[Action item] Search the records for the string "like", then copy each line that has it.

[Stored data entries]
PR #4737, opened 2023-02-14
Convert a few llvm tests

jeremy-rifkin:


test/llvm-ir-parser-tests.ts
```diff
@@ -39,7 +39,7 @@ describe('llvm-ir parseMetaNode', function () {
 
     before(() => {
         const fakeProps = new properties.CompilerProps(languages, properties.fakeProps({}));
-        compilerProps = fakeProps.get.bind(fakeProps, 'c++');
+        compilerProps = (fakeProps.get as any).bind(fakeProps, 'c++');
```
jeremy-rifkin, line 42: There's probably a better way to do these

mattgodbolt (commented):
Looks like it needs an `npm run lint` to re-sort the imports

test/llvm-ir-parser-tests.ts
mattgodbolt: yeah but honestly right now let's get something checked in!

mattgodbolt (approved):
ship ittttt (once the imports are the right way, if I'm not wrong)

jeremy-rifkin:
> Looks like it needs an `npm run lint` to re-sort the imports

Oh thanks for the catch (and changing that to an error)

PR #4739, opened 2023-02-14
Precommit errors

mattgodbolt:
- make all things we mention in our lintrc `errors`
- `max-warnings=0` too
- allow `!` null checks in tests


jeremy-rifkin (approved):
Looks good to me, probably good to turn of no-non-null in test/ for now

RubenRBS (approved):
I love that we are at a point where this now makes sense to enable :) gj everyone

[Task response]
Looks like it needs an `npm run lint` to re-sort the imports
> Looks like it needs an `npm run lint` to re-sort the imports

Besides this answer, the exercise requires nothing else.